We have around 70 thousands queries running via Presto every Day.
We have 200 users
500 dashboards and increasing
And half of Peta-Byte scan per day, just from S3, without the caching of Presto.
Remember our data scientist?
Well, I think this is the best picture to explain how he feels.
Lets see how our -- AR-KI-TECH-TURE ---- looks like today
We eliminate 9 of our Redshift’s, kept only one for Finance/DWH.
We eliminate all our RDS’s - all the data is stored in the data-lake
We reduce 70% of our ETL’s - as we don’t need to move data from one place to another.
We have add to our Tableau Server, a Re/Dash server.Re/Dash is an open source BI tool, we use Re/Dash for the short terms solutions and Tableau to the long term solutions
By adding the Data-Lake, all of our problems disappeared!
In addition, we have reduced our costs by 50%!
And most important, we became much more agile to the business, instead of having first insights for a new project in 2 to 8 weeks, we are giving the first insights in the first day OR even the first hour!
What we expect to use more in the future.
First of all. ELT.
The new ETL is ELT.
If you don’t know what is ELT: Extract, Load, Transform.
It means you need to create your Business logic in a big query (OR VIEW)
We are going to reduce around 90% of our ETL’s and move them to ELT.
Why ELT?
Data science. We see that the ELT reduce the Data science work by 80%!The main reason is that they can create a dataset within minutes. By cloning an ELT of specific business unit
And add more features.
2. Deployment - ELT helps Data engineers deploy the ML model, since all the RAW Data is in one place, and the model was created upon this data and not aggregated data.
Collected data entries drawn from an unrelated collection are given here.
PR #1061, opened 2026-06-16
feat(creds): O-2.5 — cortex creds issue --pub/--sub passthrough + safe default scope

### LINKED ISSUE #1057: O-2.5: cortex creds issue — surface --pub/--sub passthrough to arc nats add-bot
Surfaced by O-2 (#1052). The docs now document the default happy path `cortex creds issue leaf-<op> -a community --pub federated.<op>.> --sub federated.<op>.>`, but cortex's `CREDS_SPEC` (src/cli/cortex/commands/creds.ts) currently declares only `--account` — so `--pub/--sub` aren't accepted/passed through. arc's `add-bot` already takes them. **The per-bot subject scope IS the isolation boundary in ADR-0012's shared-account default**, so this passthrough is load-bearing, not cosmetic. Add `--pub` (repeatable) + `--sub` (repeatable) to issue's flag spec and thread them into the `arc nats add-bot … --pub … --sub …` invocation; default-deny when omitted? (decide: omitting scope on a shared-account bot is unsafe — consider requiring --pub/--sub for -a community, or defaulting to federated.<id>.>). TDD against the arc passthrough. Part of EPIC #1050; unblocks the documented default + O-4.

mellanon:
Closes #1057
Refs #1050 (EPIC: automated operator onboarding), #1049 (spec `docs/design-automated-operator-onboarding.md`)

## What

Surface repeatable `--pub`/`--sub` on `cortex creds issue` and thread them through to `arc nats add-bot`, so the documented default happy path works **and** the per-bot subject scope is actually enforced.

## Flag / argv shape

cortex surface accepts **repeatable** `--pub`/`--sub` (a bot may need `federated.<op>.>` + `_INBOX.>`). They are **comma-joined into arc's SINGLE `--pub`/`--sub` flag**:

```
cortex creds issue leaf-jc -a community --pub federated.jc.> --sub federated.jc.>
  → arc nats add-bot leaf-jc --account community \
      --pub federated.jc.> --sub federated.jc.> --json

cortex creds issue leaf-jc --pub federated.jc.> --pub _INBOX.> ...
  → arc nats add-bot leaf-jc --pub "federated.jc.>,_INBOX.>" --sub ... --json
```

**Why comma-join, not one-flag-per-value (the brief's assumption corrected against the real contract):** verified in `the-metafactory/arc:src/commands/nats.ts` + `src/cli.ts` — arc's `add-bot` registers `--pub <subjects>` as a Commander option taking a **single comma-separated string** (`opts.pub.split(",")`), **last-wins if repeated**. Emitting one arc flag per value would make arc keep only the last subject — silently narrowing the very boundary we are setting (or dropping `_INBOX.>` from a default scope). So cortex collects repeatably for ergonomics and joins with commas, matching arc's actual grammar.

Mechanics: added a `value-list` `FlagKind` + `listFlag` accessor to the shared subcommand parser (it previously had only `value`/`bool`), plus a `FlagMap` type alias threaded through the four callers whose flag-map annotations the widening touched (`offer`, `provision-stack`, `stack`, `network`) — pure type-widening, no behavior change there.

## Safe default — the security-first, load-bearing bit

The per-bot subject scope **is** the isolation boundary in ADR-0012's shared-account default. An **unscoped** bot in the shared `community` account could subscribe `federated.>` (everyone) — the exact cross-principal leak the shared-account mode must prevent.

So when `--pub`/`--sub` are **omitted** we do **NOT** issue an unscoped bot. Decision: **(b) default to a safe scope** — `federated.<sanitized-agent-id>.>` + `_INBOX.>` — over **(a) hard-require the flags**. Rationale: least surprise + still safe; this is the exact scope the spec/ADR-0012 document as the happy-path default. `pub` and `sub` default independently, so `--pub x` alone still gets a safe `--sub`. The agent id is already regex-validated `/^[a-z0-9-]+$/`, so the interpolated subject is always a legal NATS token (no injection surface). The chosen behavior is explicit, documented in `--help`, and tested (asserts `federated.<id>.>` reaches arc and `federated.>` never does).

`rotate`/`revoke` are unaffected (no scope threaded). `--json`/exit-code contract preserved.

## Out of scope (flagged, not silently expanded)

The spec/ADR happy path also writes the short form `-a community`. cortex's spec currently declares only `--account` (pre-existing, predates this slice). Left as a small follow-up rather than expanding this PR beyond its `--pub`/`--sub` mandate.

## Verification

Real end-to-end run against the installed `arc` binary (not a mock): `cortex creds issue leaf-jc --account community --pub federated.jc.> --sub federated.jc.> --json` reaches arc, which parses the flags and fails only at `nsc add` because the local store has no `community` account — proving the passthrough works against the real contract.

## Gates

- `bunx tsc --noEmit` — clean
- `bun test src/` — 6849 pass / 0 fail (one flaky `network-adapters` ECONNREFUSED test, unrelated to this change, passes on re-run); touched suites: 134/134 (`creds.test.ts` + `parser.test.ts`), full CLI command suite 663/663

REVIEW_REQUIRED — do not merge.


src/cli/cortex/commands/__tests__/creds.test.ts
```diff
@@ -371,6 +386,154 @@ describe("arc shellout — argv composition", () => {
...
+    expect(mock.lastArgv).toEqual([
+      "nats", "add-bot", "echo",
+      "--pub", "federated.echo.>,_INBOX.>",
+      "--sub", "federated.echo.>,_INBOX.>",
+      "--json",
+    ]);
+    // Defense-in-depth: the unscoped everyone-subject must NEVER reach arc.
+    const flat = (mock.lastArgv ?? []).join(" ");
+    expect(flat).not.toContain("federated.>");
+  });
```
mellanon, line 543: **[nit] defense-in-depth assertion is logically valid but misleading**

```
// Defense-in-depth: the unscoped everyone-subject must NEVER reach arc.
const flat = (mock.lastArgv ?? []).join(" ");
expect(flat).not.toContain("federated.>");
```

The comment reads as if `"federated.>"` (the everyone-subject) is being checked against the flat string. It is, and the assertion IS correct — `"federated.echo.>,_INBOX.>"` does NOT contain the substring `"federated.>"` because `.echo.` intervenes. Confirmed manually: `"federated.echo.>".includes("federated.>") === false`. No bug here.

However the comment is misleading: a reader naturally interprets "the unscoped everyone-subject `federated.>`" and then sees `not.toContain("federated.>")` and thinks "wait, `federated.echo.>` DOES contain `federated.>` — this test should be green when the scope is wrong too!" — which is incorrect but takes a moment to reason through.

**Suggestion:** make the assertion more explicit:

3. No lag - NO scheduler - you become more realtime.
We are going to increase our usage in Presto Connectors.
Kafka, we are going to change our alerts system ( for business KPI’s) from Data-lake to kafka.To ensure faster findings on real-time!
Scylla DB - increase our insights into Scylla-DB for our ML models.
ElasticSearch - We use ElasticSearch via Kibana to monitor server logs and r&d logs, we see strong needs to be able to join those logs with business KPI’s
A few notes to take home
Data-Lake - Keep all your data in one place, it will save you time, effort & money.
Qubole - Use Big Data services like Qubole to be able to focus on your business and not on the maintenance
Scale - Presto Scales just works perfect
ELT - don’t do ETL’s, you don’t need them anymore.
With Presto, you can be much more agile to your business
Free to LearnAs i always encourage my team TO DO, take 10% of your time, learn & play with the data.